V-trace
V-trace (Espeholt et al., 2018) is an off-policy correction algorithm used in IMPALA. It computes value targets and policy gradient advantages from trajectories collected by a potentially stale behavior policy.
API
pub fn vtrace_targets(
log_rhos: &[f32], // log importance ratios log(π/μ)
discounts: &[f32], // per-step γ (can vary for terminal steps)
rewards: &[f32],
values: &[f32], // V(s_t) from critic
bootstrap: f32, // V(s_T) for the last state
clip_rho: f32, // importance weight clipping (typically 1.0)
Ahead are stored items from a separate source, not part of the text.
PR #3033, opened 2021-11-10
Higgs dalitz decay cards without m_ll cut in madspin card

RoccoA97:
Hi,

This pull request adds a copy of the folder [[1]](https://github.com/cms-sw/genproductions/tree/master/bin/MadGraph5_aMCatNLO/cards/production/2017/13TeV/Higgs/dalitz), containing the MG5 cards for the Higgs dalitz decay. The main (and only) change is that the `m_ll` phase space cut 0<m_ll<60 GeV in the madspin card has been removed. The motivation and why it is needed are explained in the long discussion in [[2]](https://github.com/SMP-GEN-Coordination/mc-requests/issues/12). Here, I'll give a brief summary.

After the request for the generation of the UL samples for `*HToMuMuG*`, me and @zucchett had to regenerate the gridpacks since the original ones (for the non-UL samples) are not available anymore. The cards for this Higgs dalitz decay process can be found in [[1]](https://github.com/cms-sw/genproductions/tree/master/bin/MadGraph5_aMCatNLO/cards/production/2017/13TeV/Higgs/dalitz).
We have tried to recreate the gridpacks with the latest commit of genproductions (which uses CMSSW_10_6_19 and MG5_aMC_v2.6.5 for the creation of the tarball), but it turns out that these two lines in the madspin card are causing the failure of a correct gridpack generation:
```
set run_card mmll=0
set run_card mmllmax=60
```
Thanks to the help of @sihyunjeon, we have found out that these cards were made for CMSSW_7_1_30 and MG5_aMC_v2.4.2 3-4 years ago. Multiple updates and changes have been done to madspin and madgraph after v2.4.2, so using CMSSW_7_1_30 and MG5_aMC_v2.4.2 would not be ideal for a UL generation.
@sihyunjeon has tried to work on a solution for this bug, however a clean and safe fix could not be found (keeping at the same time the m_ll phase space cut in the madspin card).

In order to go on with the generation of the samples, which are urgently needed for an on-going analysis (H/Z->JPsi+Gamma), we have proposed a temporary solution: comment the two lines in the madspin card that give the problem. We have successfully performed the gridpack generation with this fix, however removing this phase space cut would make necessary a higher amout of events to take into account the loss in efficiency.
From a raw test on the madgraph lhe output, we have verified that we would need about 3-4 times more events, which should not be a big deal for the production system. The original amout of events was about 0.5-1M per Higgs production mode and per each year, for a total of 6-12M events. By this way, we would need a total amount of about 25-50M events.

I hope everything is clear and that this temporary fix is not a critical problem.

Thanks,
Rocco and Alberto

Links:
* [1] : https://github.com/cms-sw/genproductions/tree/master/bin/MadGraph5_aMCatNLO/cards/production/2017/13TeV/Higgs/dalitz
* [2] : https://github.com/SMP-GEN-Coordination/mc-requests/issues/12


bin/MadGraph5_aMCatNLO/cards/production/2017/13TeV/Higgs/dalitz_no_mll_cut/WH_012j_NLO_HtoElElGamma/WH_012j_NLO_HtoElElGamma_customizecards.dat
```diff
@@ -0,0 +1 @@
+set param_card mass 25 <MASS>
```
agrohsje, line 1: You want to change the width accordingly or ignore as any small value is good enough?

bin/MadGraph5_aMCatNLO/cards/production/2017/13TeV/Higgs/dalitz_no_mll_cut/WH_012j_NLO_HtoElElGamma/WH_012j_NLO_HtoElElGamma_extramodels.dat
```diff
@@ -0,0 +1,4 @@
+HC_NLO_X0_UFO-v1.3.zip
+
+HC_NLO_X0_UFO-lepton_masses_no_lepton_yukawas-v1.3.tar.gz
```
agrohsje, line 3: What is the reason to have both here?

sihyunjeon: import model HC_NLO_X0_UFO-lepton_masses_no_lepton_yukawas --bypass_check
 
 It imports a different model in MadSpin for decays so maybe this is why

RoccoA97:
Hi @agrohsje,

Unfortunately, we are not the original authors of these cards and we do not know exactly the reason for which two models are employed. If you give a look to the proc_card and to the madspin_card, you can see that two different models are employed.
Since these cards where approved in the past, we thought that there was a particular reason for which this configuration is chosen...

Concerning the MASS parameter, we are only interested in the standard case of m_H = 125 GeV.

Hope this is clear.
Thanks,
Rocco and Alberto

bin/MadGraph5_aMCatNLO/cards/production/2017/13TeV/Higgs/dalitz_no_mll_cut/WH_012j_NLO_HtoElElGamma/WH_012j_NLO_HtoElElGamma_extramodels.dat
agrohsje: My point is: The zipped model appears in the extramodel file but no where else. Why?

govoni:
please ask a question in the Madgraph Launchpad about this problem:
https://launchpad.net/mg5amcnlo

andreypz:
Hi all, 
Since original cards were created by me I can answer some questions:
* The reason to have two models, *HC_NLO_X0_UFO-v1.3.zip* and *HC_NLO_X0_UFO-lepton_masses_no_lepton_yukawas-v1.3.tar.gz* is to use one of them in the production of the Higgs boson and the other one in its decay. In the decay we need to restrict the lowest m_gamma* to 2 times the mass of a lepton (muon or electron, depending on the channel). For this reason, a model with lepton-masses was used.
* It's unfortunate that it is no longer possible to have mll<60 restrictions. Without it the process would include H->Zgamma channel, which is usually produced separately. On the other hand, one could use such sample for cross-checking with H->Zgamma.
* Regarding the Higgs width. In the past I though it was sufficient to use a default value, therefore no changes in customize cards were made. But if the default value now is different from the current theory prediction, then I think it's worth to set it as well (if that works of course).

RoccoA97:
Hi @andreypz,

Thank you for your message! For the UL generation we received the suggestion to use more updated versions of mg and cmssw (as explained in the first message of this pr). Thank you anyway!
We have tried to generate the gridpacks without the mll cut and, as you were pointing out, also the H->Zgamma channel is included and for this reason about 3-4 times more events are required to have almost the same statistics after applying 0<mll<60 GeV.
I have another question for you. Have you performed studies on the ttH and bbH production modes for these Dalitz decay samples?

Thanks,
Rocco

andreypz:
Hi, regarding this question:
 > Have you performed studies on the ttH and bbH production modes for these Dalitz decay samples?

No, I have not studied that. I think at the time it was not possible to do (to have a Dalitz decay for ttH and bbH productions in Madgraph).

agrohsje:
I would not bother with the PR and the cuts. Factor 4 here should be no big deal taking into account the total stat. 
However I don't understand the explanation from @andreypz. He says the two models are used for production resp. decay, however in the process card I see : 
generate p p > V h [QCD] .

andreypz:
Indeed, looks like VH processes one extra-model is not needed. 
It seems like a copy-paste mistake from  ggH cards, where both models are used. So, I think the `HC_NLO_X0_UFO-v1.3.zip` can be removed from extramodels.dat files for ZH and WH.

agrohsje:
Thanks @andreypz . @RoccoA97 please update accordingly.

RoccoA97:
Just done, sorry for the delay.
I removed `HC_NLO_X0_UFO-v1.3.zip` from ZH, WH, VBF, but I have left it for the ggH process.

Thanks @andreypz and @agrohsje

agrohsje:
Two remaining questions: What about the decays of the additional V bosons. Will they happen in P8? Do you plan to adjust the Higgs width according to the mass value?

RoccoA97:
Hi @agrohsje,

1) With the current version, the decay of additional V bosons is handled by P8. We can handle it inside mg5 so that the spin correlations are correctly taken into account. I think it is just a matter of adding something like `(V > all all)`. Do you think it makes more sense to add this decay into the proc_card or into the madspin_card?

2) Actually, we are interested only in the SM case of m_H = 125 GeV, since we will use these samples for the analysis. Thus, at first we were not planning to change the width value. To sum up, the important cards for us are the ones with m_H = 125 GeV, for which it is not necessary to change the width value

sihyunjeon:
Hi,
Some notes to your last comments.

> Apparently, at NLO V has to be decayed in MadSpin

clip_c: f32, // trace accumulation clipping (typically 1.0)
) -> (Vec<f32>, Vec<f32>) // (value_targets, advantages)
Pure f32 computation. Contract annotations enforce preconditions (non-empty inputs, matching lengths, positive clip thresholds).
When to use V-trace
V-trace is for actor-learner architectures (like IMPALA) where the acting policy may be several updates behind the learning policy. For standard on-policy PPO, use GAE instead.
Key parameters
clip_rho(ρ̄): Clips importance weights for value targets. Higher = lower bias but higher variance.clip_c(c̄): Clips importance weights for trace accumulation. Controls how far back off-policy corrections propagate.- Both typically set to 1.0.